(1.) The tenant, who has suffered order of eviction concurrently on the ground mentioned under Sections 11(3) of the Kerala Buildings (Lease & Rent Control) Act, 1965 (Act 2 of 1965) (hereinafter referred to as 'the Act') at the hands of the Rent Control Court and the Appellate Authority, has filed this revision petition under Section 20 of the Act. Though the landlady invoked the ground under Section 11(4)(iii) also, the said ground does not survive any longer since rent control appeal or revision petition were filed by the landlady against the order declining eviction under that ground. The landlord's case in the context of the ground under Section 11(3) was that she requires the petition schedule building bona fide for occupation by her dependent son Sukumaran, so that Sri. Sukumaran can conduct a stationary business therein. It was also averred by the landlady that neither she nor Sukumaran possess any building of their own as to disentitle them to order of eviction under Section 11(3) of the Act. The case was resisted by the revision petitioner/tenant. The bona fides of the need and the claim were disputed. The revision petitioner also claimed protection of the second proviso to Section 11(3) of the Act. The Rent Control Court on an evaluation of the evidence, which consisted of the documents Exts.A1 to A8 and oral evidence of PW1/the de facto claimant, son of the landlady and the counter evidence which consisted of Exts.B1 to B20 and oral testimonies of Rws.1 to 4, apart from Exts.C1 to C3 commissioner's reports and plans would hold that the need of the landlady is bona fide and that the tenant has not been successful in establishing that he satisfies either of the ingredients of the second proviso to Section 11(3) of the Act. Accordingly, order of eviction was passed under Section 11(3) of the Act. The Rent Control Appellate Authority would re-appraise the evidence and concur with all the conclusions of the Rent Control Court and dismiss the appeal.

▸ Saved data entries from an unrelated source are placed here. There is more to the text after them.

Issue #368, opened 2017-02-28
chktex reports issues from the wrong files


w0rp:
When you run chktex on a file which imports other files, where those other files produce warnings/errors, those warnings or errors are reported in the original file incorrectly.

lgalke:
Same goes for lacheck.

w0rp:
ALE doesn't use `errorformat` and so on at all.

I don't use `chktex` myself. If anyone wants to have a go at fixing this, go for it. If not, I'll get to it eventually.

lgalke:
Alright I will give it a try for both `lacheck` and `chktex`.

Unfortunately I did not yet find the code which further processes the returned (by linter handler) list of dictonaries. 
```vim 
call add(l:output, {                                                                                                                                                   
      \   'bufnr': a:buffer,                                                                                                                                                 
      \   'lnum': l:match[1] + 0,                                                                                                                                            
      \   'col': 0,                                                                                                                                                          
      \   'text': l:match[2],                                                                                                                                                
      \   'type': 'W',                                                                                                                                                       
      \}) 
``` 
in `ale_linters/tex/lacheck.vim`

Is there support for a key:value pair for the filename already?

I would propose to not just ignore out-of-file errors, since tex's `\input{otherfile.tex}` calls act exactly like if the input was written in the current file.

w0rp:
>Is there support for a key:value pair for the filename already?

I'm not sure what you mean by this. All items returned from the `callback` function should be errors to display for the file being checked.

lgalke:
So the returned list is a list of dictionaries, and each dictionary contains keys like:
`bufnr`,`lnum`,`col`,`text`,`type`. What I meant is how this dictionary (for a single error) gets further processed for display in the loc list. And especially whether there exists some dedicated key in the dictionary for a filename?

w0rp:
Only the buffer number is used for setting errors. Each buffer in Vim has a number, and the buffer number is recorded when ALE starts checking a file. This buffer number is passed around everywhere, and then the buffer number is used to set the errors for a given buffer.

For fixing the bug for this GitHub issue, the way to go about it is to first check if the lines of output from `chktex` return the filenames the errors and warnings are for. If the command can either return the filename being checked, or something like `'<stdin>'`, etc., then either can be used to filter the matches down to only those for the file being checked.

I don't know too much about `chktex` myself.

lgalke:
[...]

PR #2136, opened 2018-12-10
Fix 368 - Lacheck reports errors from input{} files.

hsanson:
This PR adds additional check to lacheck linter to exclude any warnings
related to sourced files via latex \input{} command.

Closes: #368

(2.) We have heard the submissions of Mr. B. Krishnan, learned Counsel for the revision petitioner and Mr. T. Krishnanunni, learned senior counsel for the respondent/landlady. Mr. Krishnan drew our attention to the 5th paragraph of the rent control petition wherein it is averred by the landlady that her son Sukumaran, the de facto claimant, was in possession of another shop room belonging to one Muhammed Haji and that in view of an order of eviction passed against him under Section 11(3) of the Act in favour of Sri. Haji, Sukumaran surrendered possession of that room to Sri. Haji and hence Sri. Sukumaran is without any building other than the petition schedule building for conduct of business. It is further averred that the landlady thus became compelled to file the rent control petition for eviction of the petition schedule building. Mr. Krishnan argued that the above averment in paragraph 5 of the rent control petition is a false and dishonest one. He would draw our attention to Ext.B11 statement filed by Sri Muhammed Haji, Sukumaran's landlord in O.S. No. 6/2004. He also referred to the finding of the Rent Control Court in paragraph 35 of its judgment wherein it is found that actual surrender of Muhammed Haji's room by Sukumaran was only on 5-7-2004. Mr. Krishnan submitted that the said finding has not been challenged by anybody and therefore , it is clear that the statement in paragraph 5 of the Rent Control Petition, which was filed on 15-7-2004 is a false one. According to Mr. Krishnan, the authorities under the Rent Control Act are governed by the principles of equity, justice and good conscience and, therefore, the landlady, who came to the Rent Control Court stating an absolutely false case, is not entitled for relief. In this context, Mr. Krishnan also referred to the cross examination of PW1.
(3.) Mr. Krishnan would further submit that on the terms of the lease deed, Ext.B1, there is a clear contract between the parties that the tenant will be evicted only on the ground of arrears of rent or on ground of sub-letting. Such a contract is permissible in law since non-obstante clause in Section 11(1) can operate only against the landlady and there is nothing illegal in the landlady and the tenant agreeing that a tenant will be evicted only under one or more of the statutory grounds for eviction. The agreement, counsel submitted, at any rate is not opposed to public policy or opposed to the provisions of the statute or any other statute. In this context, Mr. Krishnan drew our attention to Ext.B2 assignment deed executed by the same landlady in favour of the revision petitioner. He would submit that upon the land covered by the B2 deed, a smoke room was constructed by the tenant after demolishing a shed which existed on that land. The intention of the parties in confining the ground for eviction to sub-letting and arrears of rent was because the very purpose for selling and purchasing the property covered by Ext.B2 was to enable the revision petitioner to carry on his business smoothly and uninterruptedly, subject to liability, to be evicted on the grounds specified in the lease agreement only.